EXERCISE OBJECTIVE: All entries that follow are to be printed exactly as written.

RECORDS PROVIDED:
PR #14452, opened 2018-03-29
Remove else statements from \Magento\Framework\Session\SessionManager

adrian-martinez-interactiv4:
### Description
Remove else statements from \Magento\Framework\Session\SessionManager

None, improvement

### Manual testing scenarios
None, improvement

### Contribution checklist

### DIFF
--- a/lib/internal/Magento/Framework/Session/SessionManager.php
+++ b/lib/internal/Magento/Framework/Session/SessionManager.php
@@ -317,11 +317,8 @@ class SessionManager implements SessionManagerInterface
      */
     public function destroy(array $options = null)
     {
-        if (null === $options) {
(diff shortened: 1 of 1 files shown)


lib/internal/Magento/Framework/Session/SessionManager.php
```diff
@@ -504,11 +501,7 @@ public function regenerateId()
             return $this;
         }
 
-        if ($this->isSessionExists()) {
-            session_regenerate_id(true);
-        } else {
-            session_start();
-        }
+        $this->isSessionExists() ? session_regenerate_id(true) : session_start();
```
orlangur, line 504: Ternary operator is not a good idea when there is no return value.

By the way, in terms of code calisthenics ternary operator is still else :)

RESPONSE TO THIS TASK:
PR #14452, opened 2018-03-29
Remove else statements from \Magento\Framework\Session\SessionManager

adrian-martinez-interactiv4:
### Description
Remove else statements from \Magento\Framework\Session\SessionManager

None, improvement

### Manual testing scenarios
None, improvement

### Contribution checklist

### DIFF
--- a/lib/internal/Magento/Framework/Session/SessionManager.php
+++ b/lib/internal/Magento/Framework/Session/SessionManager.php
@@ -317,11 +317,8 @@ class SessionManager implements SessionManagerInterface
      */
     public function destroy(array $options = null)
     {
-        if (null === $options) {
(diff shortened: 1 of 1 files shown)


lib/internal/Magento/Framework/Session/SessionManager.php
```diff
@@ -504,11 +501,7 @@ public function regenerateId()
             return $this;
         }
 
-        if ($this->isSessionExists()) {
-            session_regenerate_id(true);
-        } else {
-            session_start();
-        }
+        $this->isSessionExists() ? session_regenerate_id(true) : session_start();
```
orlangur, line 504: Ternary operator is not a good idea when there is no return value.

By the way, in terms of code calisthenics ternary operator is still else :)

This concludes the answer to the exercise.